### What you will do
Note how many lines of the data below hold the word "differenceInMinutes", then give that number with no other text.

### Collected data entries

....

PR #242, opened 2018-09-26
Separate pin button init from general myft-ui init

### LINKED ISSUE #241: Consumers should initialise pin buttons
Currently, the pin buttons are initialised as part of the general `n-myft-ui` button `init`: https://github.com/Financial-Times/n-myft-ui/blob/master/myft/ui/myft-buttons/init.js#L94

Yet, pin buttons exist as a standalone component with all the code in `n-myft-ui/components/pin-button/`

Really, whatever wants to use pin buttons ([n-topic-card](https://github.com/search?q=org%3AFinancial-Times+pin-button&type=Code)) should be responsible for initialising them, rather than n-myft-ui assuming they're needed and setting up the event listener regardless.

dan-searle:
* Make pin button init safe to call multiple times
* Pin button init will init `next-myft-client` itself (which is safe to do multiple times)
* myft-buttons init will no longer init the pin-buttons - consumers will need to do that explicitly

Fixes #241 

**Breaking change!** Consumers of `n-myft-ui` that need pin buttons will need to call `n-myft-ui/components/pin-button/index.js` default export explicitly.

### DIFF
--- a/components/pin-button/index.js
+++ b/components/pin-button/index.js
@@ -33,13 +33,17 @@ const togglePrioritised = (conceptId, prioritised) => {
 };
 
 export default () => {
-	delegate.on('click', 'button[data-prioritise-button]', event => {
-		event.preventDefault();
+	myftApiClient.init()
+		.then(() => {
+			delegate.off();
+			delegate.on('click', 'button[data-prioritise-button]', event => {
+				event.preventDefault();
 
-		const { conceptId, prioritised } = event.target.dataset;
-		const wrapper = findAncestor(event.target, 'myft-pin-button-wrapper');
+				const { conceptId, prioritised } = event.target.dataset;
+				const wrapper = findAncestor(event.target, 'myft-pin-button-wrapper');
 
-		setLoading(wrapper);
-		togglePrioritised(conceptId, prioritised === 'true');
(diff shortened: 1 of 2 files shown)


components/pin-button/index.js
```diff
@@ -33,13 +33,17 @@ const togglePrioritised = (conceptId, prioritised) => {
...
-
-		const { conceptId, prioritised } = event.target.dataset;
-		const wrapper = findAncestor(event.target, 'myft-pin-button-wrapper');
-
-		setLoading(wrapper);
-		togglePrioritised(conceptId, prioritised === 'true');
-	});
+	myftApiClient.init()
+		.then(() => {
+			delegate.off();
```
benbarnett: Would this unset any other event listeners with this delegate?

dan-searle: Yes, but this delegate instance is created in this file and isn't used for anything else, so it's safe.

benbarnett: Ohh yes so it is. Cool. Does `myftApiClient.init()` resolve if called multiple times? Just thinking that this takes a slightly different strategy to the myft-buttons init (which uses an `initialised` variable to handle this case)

....

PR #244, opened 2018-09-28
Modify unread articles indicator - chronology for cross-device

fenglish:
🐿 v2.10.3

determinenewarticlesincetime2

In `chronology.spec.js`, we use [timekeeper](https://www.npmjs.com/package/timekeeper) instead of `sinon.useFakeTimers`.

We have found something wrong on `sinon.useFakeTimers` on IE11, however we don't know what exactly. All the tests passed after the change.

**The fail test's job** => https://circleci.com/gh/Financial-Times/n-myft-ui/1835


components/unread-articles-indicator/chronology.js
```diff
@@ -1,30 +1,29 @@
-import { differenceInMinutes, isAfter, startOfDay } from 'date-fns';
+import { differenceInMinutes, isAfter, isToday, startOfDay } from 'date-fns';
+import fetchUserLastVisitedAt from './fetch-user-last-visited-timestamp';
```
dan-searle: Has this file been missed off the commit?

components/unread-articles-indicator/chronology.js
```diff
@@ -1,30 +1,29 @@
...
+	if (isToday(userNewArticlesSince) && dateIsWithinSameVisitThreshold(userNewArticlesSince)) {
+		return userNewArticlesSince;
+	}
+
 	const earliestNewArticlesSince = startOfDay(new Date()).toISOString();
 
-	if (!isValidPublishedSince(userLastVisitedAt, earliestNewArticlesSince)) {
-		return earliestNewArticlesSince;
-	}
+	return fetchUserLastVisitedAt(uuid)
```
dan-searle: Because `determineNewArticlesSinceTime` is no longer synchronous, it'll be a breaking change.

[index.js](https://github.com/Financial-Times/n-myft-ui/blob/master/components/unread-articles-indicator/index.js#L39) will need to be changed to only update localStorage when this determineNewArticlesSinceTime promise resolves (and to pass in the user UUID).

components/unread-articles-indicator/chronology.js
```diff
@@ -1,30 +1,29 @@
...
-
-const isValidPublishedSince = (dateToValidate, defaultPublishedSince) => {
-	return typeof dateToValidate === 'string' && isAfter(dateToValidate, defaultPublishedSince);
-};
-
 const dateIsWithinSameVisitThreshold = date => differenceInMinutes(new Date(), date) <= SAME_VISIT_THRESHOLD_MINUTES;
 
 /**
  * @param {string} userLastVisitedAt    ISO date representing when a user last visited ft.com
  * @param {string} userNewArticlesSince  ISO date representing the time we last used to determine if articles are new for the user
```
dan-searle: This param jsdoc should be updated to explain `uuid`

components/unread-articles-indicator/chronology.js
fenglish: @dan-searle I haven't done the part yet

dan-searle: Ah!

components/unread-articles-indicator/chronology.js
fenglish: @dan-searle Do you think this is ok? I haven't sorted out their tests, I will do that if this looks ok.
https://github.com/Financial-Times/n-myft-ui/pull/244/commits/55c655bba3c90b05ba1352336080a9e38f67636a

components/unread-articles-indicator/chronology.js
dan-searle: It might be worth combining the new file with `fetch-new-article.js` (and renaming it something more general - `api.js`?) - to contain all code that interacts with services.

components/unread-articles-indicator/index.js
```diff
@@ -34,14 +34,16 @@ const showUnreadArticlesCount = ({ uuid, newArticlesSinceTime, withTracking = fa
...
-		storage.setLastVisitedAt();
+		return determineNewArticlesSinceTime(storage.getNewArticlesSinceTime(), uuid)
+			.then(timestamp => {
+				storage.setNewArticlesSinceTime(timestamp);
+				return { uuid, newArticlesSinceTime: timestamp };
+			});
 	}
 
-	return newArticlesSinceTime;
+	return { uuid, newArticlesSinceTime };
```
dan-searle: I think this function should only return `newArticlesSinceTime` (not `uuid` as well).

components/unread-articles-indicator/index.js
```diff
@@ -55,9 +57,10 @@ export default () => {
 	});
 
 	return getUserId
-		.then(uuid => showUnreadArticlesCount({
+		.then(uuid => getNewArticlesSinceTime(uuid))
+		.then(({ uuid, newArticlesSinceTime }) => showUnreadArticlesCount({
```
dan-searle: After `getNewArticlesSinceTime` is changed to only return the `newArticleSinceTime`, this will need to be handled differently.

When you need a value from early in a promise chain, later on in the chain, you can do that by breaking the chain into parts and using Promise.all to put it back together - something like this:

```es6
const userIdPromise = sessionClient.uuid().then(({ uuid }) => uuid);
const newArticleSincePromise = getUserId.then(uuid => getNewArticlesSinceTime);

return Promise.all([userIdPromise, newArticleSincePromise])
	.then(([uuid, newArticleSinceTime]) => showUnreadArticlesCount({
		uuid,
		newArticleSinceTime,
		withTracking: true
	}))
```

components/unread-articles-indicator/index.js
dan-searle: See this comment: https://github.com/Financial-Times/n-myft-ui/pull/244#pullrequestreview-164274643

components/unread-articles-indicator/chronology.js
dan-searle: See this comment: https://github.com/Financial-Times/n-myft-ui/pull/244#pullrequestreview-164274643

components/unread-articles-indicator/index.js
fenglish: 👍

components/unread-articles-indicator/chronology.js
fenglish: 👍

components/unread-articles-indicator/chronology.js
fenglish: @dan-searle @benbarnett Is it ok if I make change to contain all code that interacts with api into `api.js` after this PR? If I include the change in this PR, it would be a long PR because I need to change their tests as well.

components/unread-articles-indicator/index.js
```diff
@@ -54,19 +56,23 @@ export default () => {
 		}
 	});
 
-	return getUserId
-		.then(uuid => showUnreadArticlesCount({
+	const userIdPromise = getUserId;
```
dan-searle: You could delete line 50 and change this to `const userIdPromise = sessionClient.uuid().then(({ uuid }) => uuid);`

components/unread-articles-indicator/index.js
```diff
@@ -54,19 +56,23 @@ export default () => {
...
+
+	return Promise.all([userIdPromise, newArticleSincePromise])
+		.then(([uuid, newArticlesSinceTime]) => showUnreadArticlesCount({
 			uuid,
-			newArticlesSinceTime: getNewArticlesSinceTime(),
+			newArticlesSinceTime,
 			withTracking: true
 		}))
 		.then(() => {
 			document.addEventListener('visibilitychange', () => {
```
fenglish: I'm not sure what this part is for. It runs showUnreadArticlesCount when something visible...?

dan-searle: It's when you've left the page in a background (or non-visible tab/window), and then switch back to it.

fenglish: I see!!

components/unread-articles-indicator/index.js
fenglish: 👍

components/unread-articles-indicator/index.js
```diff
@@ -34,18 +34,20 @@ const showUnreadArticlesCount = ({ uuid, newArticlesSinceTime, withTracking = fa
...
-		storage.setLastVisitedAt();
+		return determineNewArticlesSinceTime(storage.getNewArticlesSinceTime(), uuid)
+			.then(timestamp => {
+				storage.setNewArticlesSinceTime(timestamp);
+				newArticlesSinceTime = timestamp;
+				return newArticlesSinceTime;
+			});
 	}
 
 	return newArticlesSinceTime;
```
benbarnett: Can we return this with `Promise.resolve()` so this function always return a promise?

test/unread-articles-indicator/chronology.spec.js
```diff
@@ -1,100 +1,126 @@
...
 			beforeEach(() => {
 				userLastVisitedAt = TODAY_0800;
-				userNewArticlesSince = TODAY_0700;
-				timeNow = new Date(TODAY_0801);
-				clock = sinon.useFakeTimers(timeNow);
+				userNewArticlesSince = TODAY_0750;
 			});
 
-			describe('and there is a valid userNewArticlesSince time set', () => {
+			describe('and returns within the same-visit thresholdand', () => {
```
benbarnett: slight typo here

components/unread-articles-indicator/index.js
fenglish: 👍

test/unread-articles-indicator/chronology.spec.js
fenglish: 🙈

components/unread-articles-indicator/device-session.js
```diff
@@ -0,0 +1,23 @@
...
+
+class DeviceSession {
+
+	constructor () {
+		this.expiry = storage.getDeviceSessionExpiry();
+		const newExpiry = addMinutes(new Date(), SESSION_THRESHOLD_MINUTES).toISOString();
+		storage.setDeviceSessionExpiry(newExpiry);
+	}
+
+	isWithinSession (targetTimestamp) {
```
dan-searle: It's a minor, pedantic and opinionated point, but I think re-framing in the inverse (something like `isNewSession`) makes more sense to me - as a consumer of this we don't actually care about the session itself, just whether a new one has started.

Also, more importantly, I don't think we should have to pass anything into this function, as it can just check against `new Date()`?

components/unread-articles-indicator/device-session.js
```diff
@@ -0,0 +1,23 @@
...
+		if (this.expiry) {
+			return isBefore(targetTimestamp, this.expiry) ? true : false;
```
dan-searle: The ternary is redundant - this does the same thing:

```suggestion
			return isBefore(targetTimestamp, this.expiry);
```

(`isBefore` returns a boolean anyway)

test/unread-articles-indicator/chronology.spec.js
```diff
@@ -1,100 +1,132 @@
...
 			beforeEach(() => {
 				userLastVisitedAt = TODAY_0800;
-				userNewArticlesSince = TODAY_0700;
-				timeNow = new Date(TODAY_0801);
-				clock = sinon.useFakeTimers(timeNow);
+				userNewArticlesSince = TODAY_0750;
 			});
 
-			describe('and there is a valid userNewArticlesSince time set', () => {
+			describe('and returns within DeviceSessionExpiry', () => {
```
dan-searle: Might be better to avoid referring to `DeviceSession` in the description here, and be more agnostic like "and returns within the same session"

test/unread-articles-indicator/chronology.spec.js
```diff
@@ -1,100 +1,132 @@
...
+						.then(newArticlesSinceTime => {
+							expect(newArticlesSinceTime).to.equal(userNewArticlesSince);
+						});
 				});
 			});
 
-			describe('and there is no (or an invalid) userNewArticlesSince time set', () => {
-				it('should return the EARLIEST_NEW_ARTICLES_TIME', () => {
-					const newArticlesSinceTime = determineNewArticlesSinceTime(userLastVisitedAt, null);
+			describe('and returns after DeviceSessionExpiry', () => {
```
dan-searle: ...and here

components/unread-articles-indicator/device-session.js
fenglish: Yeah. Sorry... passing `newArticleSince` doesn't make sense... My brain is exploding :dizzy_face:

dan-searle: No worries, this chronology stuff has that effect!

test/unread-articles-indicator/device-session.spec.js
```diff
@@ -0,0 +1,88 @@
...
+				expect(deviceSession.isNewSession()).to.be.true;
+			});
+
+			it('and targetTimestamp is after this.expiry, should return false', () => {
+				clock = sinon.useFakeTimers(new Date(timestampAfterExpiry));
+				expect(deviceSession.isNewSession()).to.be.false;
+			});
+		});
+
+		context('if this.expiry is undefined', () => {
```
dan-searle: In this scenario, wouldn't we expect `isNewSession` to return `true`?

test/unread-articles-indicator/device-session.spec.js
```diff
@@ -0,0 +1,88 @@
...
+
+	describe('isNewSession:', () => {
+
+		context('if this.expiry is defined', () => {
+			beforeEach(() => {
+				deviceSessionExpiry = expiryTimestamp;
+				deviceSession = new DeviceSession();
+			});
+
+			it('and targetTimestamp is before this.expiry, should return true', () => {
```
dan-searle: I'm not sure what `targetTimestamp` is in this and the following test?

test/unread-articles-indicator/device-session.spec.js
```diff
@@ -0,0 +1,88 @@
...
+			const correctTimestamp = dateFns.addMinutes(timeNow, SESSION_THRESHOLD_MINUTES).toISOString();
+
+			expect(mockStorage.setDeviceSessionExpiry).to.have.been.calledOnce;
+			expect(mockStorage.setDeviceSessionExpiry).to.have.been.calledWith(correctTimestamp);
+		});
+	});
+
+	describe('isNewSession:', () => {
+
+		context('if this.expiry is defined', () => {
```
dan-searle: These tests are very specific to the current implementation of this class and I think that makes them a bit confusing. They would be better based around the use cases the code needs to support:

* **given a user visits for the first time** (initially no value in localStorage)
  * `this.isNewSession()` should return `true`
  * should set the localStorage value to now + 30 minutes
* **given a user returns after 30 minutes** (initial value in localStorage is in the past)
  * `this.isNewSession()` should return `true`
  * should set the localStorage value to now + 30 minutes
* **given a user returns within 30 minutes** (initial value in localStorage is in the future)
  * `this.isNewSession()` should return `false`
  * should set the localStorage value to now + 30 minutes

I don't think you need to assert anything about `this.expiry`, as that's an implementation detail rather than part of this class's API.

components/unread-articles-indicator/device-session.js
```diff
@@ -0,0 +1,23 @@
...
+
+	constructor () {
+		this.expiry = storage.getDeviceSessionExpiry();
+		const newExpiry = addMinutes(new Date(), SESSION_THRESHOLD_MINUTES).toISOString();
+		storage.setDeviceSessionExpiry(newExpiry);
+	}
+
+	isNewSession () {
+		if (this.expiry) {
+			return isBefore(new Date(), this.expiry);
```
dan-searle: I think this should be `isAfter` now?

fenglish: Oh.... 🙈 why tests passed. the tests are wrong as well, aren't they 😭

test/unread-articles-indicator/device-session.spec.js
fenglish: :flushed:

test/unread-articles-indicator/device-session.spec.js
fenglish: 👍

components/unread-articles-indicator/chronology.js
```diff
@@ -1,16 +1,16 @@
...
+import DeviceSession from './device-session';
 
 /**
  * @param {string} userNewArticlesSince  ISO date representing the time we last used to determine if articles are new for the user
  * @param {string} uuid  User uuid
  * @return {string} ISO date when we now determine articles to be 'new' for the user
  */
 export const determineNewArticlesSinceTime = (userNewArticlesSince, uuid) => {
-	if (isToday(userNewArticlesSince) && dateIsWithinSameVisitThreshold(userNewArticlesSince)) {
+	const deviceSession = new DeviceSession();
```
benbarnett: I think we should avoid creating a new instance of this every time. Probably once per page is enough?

....

### Result
3